(DIRECTIONS FOR THIS TASK):
When the line with "PR #524, opened 2024-10-29" appears below, start repeating lines exactly, and keep going through the line with "Thanks so much for these improvements!"; add nothing outside that span.

(SOURCE INFORMATION):

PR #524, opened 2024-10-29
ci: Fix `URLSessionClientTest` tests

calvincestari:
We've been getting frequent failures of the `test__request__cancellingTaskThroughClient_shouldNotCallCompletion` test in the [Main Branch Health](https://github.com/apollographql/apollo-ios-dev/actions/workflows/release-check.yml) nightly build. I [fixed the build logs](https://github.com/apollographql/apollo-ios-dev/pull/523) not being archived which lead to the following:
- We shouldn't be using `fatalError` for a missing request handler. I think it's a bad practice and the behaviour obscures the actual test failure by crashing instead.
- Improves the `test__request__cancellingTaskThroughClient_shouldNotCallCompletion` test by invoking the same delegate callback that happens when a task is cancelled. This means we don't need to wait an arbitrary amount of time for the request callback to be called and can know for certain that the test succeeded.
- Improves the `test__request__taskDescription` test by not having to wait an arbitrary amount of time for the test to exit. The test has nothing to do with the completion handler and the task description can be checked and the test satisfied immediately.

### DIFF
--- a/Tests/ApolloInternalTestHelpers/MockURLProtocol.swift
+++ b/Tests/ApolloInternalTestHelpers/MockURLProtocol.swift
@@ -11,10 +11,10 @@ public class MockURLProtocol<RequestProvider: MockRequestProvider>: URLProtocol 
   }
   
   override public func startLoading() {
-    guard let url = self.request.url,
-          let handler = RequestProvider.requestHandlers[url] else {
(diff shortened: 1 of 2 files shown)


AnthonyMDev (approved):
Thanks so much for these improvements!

---

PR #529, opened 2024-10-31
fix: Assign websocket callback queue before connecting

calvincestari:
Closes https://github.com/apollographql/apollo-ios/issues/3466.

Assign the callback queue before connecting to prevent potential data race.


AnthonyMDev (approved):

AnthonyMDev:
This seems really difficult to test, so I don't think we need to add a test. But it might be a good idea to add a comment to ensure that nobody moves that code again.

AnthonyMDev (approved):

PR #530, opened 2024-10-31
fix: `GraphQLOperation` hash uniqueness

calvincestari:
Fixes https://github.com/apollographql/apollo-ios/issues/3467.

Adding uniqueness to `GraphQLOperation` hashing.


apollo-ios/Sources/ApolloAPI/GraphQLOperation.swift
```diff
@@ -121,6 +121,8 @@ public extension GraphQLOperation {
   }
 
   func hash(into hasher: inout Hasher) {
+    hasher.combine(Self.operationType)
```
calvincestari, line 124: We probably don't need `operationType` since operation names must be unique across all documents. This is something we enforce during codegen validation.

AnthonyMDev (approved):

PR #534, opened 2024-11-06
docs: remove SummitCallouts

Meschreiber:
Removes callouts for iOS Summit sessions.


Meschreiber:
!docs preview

--

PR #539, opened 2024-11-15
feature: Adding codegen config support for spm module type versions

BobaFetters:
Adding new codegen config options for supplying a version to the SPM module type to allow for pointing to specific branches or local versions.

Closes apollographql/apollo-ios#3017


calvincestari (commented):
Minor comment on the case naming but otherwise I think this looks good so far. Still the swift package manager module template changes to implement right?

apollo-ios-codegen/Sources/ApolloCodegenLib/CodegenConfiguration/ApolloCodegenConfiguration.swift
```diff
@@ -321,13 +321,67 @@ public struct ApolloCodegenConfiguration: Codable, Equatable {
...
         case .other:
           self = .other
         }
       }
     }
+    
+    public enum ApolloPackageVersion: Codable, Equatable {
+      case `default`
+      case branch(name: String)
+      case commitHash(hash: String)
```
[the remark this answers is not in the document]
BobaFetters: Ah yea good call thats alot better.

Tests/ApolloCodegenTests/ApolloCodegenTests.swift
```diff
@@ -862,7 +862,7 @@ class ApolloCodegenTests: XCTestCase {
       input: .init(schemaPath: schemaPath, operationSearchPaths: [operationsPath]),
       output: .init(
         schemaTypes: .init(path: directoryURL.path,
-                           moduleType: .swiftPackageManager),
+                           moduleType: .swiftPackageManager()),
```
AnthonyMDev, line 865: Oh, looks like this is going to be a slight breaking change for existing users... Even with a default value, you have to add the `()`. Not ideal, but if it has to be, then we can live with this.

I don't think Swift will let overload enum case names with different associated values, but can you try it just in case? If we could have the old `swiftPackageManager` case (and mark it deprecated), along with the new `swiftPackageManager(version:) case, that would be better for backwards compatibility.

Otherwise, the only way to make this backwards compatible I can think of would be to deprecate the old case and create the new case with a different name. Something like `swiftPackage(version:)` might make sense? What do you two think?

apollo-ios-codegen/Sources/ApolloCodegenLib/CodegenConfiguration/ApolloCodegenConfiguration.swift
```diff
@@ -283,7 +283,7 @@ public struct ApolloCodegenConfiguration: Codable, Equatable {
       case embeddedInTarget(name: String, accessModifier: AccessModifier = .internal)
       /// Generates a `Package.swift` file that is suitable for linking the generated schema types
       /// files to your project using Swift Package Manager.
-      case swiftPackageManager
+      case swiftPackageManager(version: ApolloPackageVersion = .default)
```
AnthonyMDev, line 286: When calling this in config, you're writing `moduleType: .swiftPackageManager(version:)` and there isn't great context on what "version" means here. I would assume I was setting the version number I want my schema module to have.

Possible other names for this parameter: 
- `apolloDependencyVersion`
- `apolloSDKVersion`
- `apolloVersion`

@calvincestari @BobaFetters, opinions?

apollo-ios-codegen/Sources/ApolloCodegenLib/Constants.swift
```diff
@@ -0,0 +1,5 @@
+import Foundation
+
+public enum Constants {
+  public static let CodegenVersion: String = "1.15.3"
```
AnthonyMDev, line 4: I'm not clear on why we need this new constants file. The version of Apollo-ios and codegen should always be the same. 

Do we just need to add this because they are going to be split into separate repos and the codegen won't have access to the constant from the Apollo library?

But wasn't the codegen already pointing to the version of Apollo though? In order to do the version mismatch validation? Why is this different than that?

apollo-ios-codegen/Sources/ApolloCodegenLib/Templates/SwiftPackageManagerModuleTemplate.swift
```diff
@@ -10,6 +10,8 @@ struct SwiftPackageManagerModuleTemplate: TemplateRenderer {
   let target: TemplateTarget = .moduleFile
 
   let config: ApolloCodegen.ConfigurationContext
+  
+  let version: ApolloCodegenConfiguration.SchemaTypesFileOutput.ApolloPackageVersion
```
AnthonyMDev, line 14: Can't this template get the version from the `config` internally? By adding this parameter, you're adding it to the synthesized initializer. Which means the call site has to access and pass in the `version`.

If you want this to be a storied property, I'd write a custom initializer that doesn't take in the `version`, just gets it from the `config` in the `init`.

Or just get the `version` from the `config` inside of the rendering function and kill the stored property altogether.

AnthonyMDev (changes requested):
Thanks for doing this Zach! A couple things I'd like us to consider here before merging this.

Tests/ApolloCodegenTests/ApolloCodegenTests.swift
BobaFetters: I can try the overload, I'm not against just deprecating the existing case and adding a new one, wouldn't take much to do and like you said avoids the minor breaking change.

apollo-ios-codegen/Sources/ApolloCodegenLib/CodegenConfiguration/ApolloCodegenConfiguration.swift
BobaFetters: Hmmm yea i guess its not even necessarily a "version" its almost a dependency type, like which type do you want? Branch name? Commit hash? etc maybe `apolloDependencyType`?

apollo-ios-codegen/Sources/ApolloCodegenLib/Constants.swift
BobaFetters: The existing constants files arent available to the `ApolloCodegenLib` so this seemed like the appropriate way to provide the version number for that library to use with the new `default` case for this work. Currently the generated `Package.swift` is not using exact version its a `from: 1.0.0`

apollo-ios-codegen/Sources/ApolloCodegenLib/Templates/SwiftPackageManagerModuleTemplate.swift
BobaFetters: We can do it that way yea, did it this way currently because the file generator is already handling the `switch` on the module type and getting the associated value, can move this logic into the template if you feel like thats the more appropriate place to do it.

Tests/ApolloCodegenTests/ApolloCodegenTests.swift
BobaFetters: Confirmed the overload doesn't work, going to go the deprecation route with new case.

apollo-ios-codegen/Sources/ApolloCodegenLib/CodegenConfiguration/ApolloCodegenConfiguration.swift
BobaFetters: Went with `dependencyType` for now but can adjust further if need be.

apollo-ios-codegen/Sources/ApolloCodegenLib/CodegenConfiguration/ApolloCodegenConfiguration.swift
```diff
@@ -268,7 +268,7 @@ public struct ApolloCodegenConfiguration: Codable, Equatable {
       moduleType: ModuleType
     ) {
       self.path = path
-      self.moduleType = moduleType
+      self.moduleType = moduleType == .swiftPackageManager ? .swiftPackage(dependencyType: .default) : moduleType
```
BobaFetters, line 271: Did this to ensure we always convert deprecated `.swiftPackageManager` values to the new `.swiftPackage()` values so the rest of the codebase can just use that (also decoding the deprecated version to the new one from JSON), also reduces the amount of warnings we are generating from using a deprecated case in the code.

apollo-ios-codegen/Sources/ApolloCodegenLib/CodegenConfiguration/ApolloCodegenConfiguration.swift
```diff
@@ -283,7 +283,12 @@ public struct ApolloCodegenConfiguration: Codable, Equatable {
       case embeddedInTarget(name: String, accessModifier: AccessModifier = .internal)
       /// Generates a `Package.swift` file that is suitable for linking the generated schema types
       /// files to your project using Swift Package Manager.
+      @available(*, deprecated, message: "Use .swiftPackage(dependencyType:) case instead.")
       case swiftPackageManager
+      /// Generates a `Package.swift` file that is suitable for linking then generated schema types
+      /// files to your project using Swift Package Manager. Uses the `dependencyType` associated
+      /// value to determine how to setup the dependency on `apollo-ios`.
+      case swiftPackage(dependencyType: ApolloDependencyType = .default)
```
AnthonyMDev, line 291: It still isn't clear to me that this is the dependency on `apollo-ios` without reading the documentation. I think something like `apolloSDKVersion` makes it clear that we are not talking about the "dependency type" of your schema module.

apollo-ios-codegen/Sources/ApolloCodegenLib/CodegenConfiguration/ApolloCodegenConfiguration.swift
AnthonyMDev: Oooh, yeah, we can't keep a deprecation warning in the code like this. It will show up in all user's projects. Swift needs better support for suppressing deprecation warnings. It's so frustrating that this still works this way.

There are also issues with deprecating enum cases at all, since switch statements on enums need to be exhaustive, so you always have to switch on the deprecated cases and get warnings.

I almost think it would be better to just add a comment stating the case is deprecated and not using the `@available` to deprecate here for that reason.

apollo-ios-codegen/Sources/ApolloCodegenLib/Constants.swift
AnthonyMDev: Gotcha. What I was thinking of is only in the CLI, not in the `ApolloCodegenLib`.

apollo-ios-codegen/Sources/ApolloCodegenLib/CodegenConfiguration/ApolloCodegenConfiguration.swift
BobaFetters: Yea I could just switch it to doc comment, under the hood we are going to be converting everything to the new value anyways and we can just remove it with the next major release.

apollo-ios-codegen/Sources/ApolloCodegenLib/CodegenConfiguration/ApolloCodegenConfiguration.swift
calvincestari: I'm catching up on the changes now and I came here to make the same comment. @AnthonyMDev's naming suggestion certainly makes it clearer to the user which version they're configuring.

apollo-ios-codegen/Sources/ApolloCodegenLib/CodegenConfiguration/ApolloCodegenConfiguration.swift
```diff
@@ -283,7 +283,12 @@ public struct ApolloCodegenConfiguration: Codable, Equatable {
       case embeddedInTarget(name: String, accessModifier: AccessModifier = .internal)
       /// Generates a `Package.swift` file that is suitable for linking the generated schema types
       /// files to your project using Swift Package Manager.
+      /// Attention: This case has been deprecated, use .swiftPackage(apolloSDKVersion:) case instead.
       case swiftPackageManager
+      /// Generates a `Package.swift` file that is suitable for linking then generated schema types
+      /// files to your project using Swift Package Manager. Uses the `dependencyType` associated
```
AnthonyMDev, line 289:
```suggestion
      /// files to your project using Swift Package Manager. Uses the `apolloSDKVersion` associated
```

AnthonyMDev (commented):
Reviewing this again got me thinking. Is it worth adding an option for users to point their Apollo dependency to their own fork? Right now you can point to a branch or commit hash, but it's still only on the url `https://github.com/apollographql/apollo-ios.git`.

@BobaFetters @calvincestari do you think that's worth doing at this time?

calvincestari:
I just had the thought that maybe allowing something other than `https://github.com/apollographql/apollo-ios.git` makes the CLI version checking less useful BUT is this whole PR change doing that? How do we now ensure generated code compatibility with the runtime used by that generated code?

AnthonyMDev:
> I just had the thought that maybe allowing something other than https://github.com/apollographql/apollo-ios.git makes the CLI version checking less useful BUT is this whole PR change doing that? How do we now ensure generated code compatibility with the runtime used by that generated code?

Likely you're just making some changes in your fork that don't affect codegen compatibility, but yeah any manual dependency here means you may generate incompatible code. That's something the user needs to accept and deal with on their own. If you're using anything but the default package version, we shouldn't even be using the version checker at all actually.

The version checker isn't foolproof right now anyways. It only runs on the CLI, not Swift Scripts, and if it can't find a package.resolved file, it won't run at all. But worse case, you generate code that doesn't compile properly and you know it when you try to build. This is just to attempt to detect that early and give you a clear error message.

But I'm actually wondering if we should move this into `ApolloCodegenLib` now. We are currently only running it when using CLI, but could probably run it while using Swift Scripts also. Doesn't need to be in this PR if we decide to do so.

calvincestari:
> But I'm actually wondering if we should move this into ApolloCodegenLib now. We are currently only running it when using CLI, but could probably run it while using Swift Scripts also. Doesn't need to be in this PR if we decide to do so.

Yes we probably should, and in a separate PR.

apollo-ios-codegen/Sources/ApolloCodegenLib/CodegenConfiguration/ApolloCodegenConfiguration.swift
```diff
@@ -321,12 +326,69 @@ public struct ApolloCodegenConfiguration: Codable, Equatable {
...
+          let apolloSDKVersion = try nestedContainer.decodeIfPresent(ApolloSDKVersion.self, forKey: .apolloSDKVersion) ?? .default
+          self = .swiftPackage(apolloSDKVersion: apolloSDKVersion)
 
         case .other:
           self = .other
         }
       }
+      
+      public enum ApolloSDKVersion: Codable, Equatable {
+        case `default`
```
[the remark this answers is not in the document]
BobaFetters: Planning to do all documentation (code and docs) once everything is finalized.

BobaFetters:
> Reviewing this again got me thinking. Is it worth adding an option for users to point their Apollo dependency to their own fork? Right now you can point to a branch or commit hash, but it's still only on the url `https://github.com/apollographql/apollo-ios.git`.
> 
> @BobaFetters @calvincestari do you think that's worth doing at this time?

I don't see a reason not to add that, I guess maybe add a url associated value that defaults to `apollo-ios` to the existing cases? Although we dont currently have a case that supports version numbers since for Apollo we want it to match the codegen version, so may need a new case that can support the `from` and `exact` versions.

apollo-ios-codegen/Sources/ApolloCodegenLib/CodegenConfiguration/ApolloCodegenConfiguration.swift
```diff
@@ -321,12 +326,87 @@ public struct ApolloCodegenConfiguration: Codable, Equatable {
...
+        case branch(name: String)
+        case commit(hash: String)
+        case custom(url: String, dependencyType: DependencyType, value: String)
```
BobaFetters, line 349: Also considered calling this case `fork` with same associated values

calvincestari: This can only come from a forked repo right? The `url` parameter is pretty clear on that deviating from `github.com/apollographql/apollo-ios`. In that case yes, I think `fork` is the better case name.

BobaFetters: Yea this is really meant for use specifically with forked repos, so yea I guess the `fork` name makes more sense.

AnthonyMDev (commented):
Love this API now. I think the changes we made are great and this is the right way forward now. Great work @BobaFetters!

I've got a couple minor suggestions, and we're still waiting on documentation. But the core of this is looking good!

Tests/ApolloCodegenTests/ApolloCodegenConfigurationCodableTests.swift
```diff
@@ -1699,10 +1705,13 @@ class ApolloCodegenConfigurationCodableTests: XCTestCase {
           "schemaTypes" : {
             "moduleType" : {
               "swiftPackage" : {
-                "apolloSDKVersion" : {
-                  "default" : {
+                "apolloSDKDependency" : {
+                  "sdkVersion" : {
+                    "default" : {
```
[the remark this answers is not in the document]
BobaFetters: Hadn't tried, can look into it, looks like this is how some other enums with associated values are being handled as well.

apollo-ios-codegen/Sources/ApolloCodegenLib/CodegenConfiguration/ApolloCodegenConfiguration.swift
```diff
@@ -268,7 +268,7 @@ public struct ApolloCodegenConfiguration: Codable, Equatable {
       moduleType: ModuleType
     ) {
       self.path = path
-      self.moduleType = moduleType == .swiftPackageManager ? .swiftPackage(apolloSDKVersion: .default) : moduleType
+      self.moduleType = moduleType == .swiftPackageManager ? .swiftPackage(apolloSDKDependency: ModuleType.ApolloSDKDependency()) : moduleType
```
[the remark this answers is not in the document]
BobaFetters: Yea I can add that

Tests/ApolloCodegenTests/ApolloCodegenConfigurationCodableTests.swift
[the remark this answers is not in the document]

(SOLUTION TO THIS TASK):
PR #524, opened 2024-10-29
ci: Fix `URLSessionClientTest` tests

calvincestari:
We've been getting frequent failures of the `test__request__cancellingTaskThroughClient_shouldNotCallCompletion` test in the [Main Branch Health](https://github.com/apollographql/apollo-ios-dev/actions/workflows/release-check.yml) nightly build. I [fixed the build logs](https://github.com/apollographql/apollo-ios-dev/pull/523) not being archived which lead to the following:
- We shouldn't be using `fatalError` for a missing request handler. I think it's a bad practice and the behaviour obscures the actual test failure by crashing instead.
- Improves the `test__request__cancellingTaskThroughClient_shouldNotCallCompletion` test by invoking the same delegate callback that happens when a task is cancelled. This means we don't need to wait an arbitrary amount of time for the request callback to be called and can know for certain that the test succeeded.
- Improves the `test__request__taskDescription` test by not having to wait an arbitrary amount of time for the test to exit. The test has nothing to do with the completion handler and the task description can be checked and the test satisfied immediately.

### DIFF
--- a/Tests/ApolloInternalTestHelpers/MockURLProtocol.swift
+++ b/Tests/ApolloInternalTestHelpers/MockURLProtocol.swift
@@ -11,10 +11,10 @@ public class MockURLProtocol<RequestProvider: MockRequestProvider>: URLProtocol 
   }
   
   override public func startLoading() {
-    guard let url = self.request.url,
-          let handler = RequestProvider.requestHandlers[url] else {
(diff shortened: 1 of 2 files shown)


AnthonyMDev (approved):
Thanks so much for these improvements!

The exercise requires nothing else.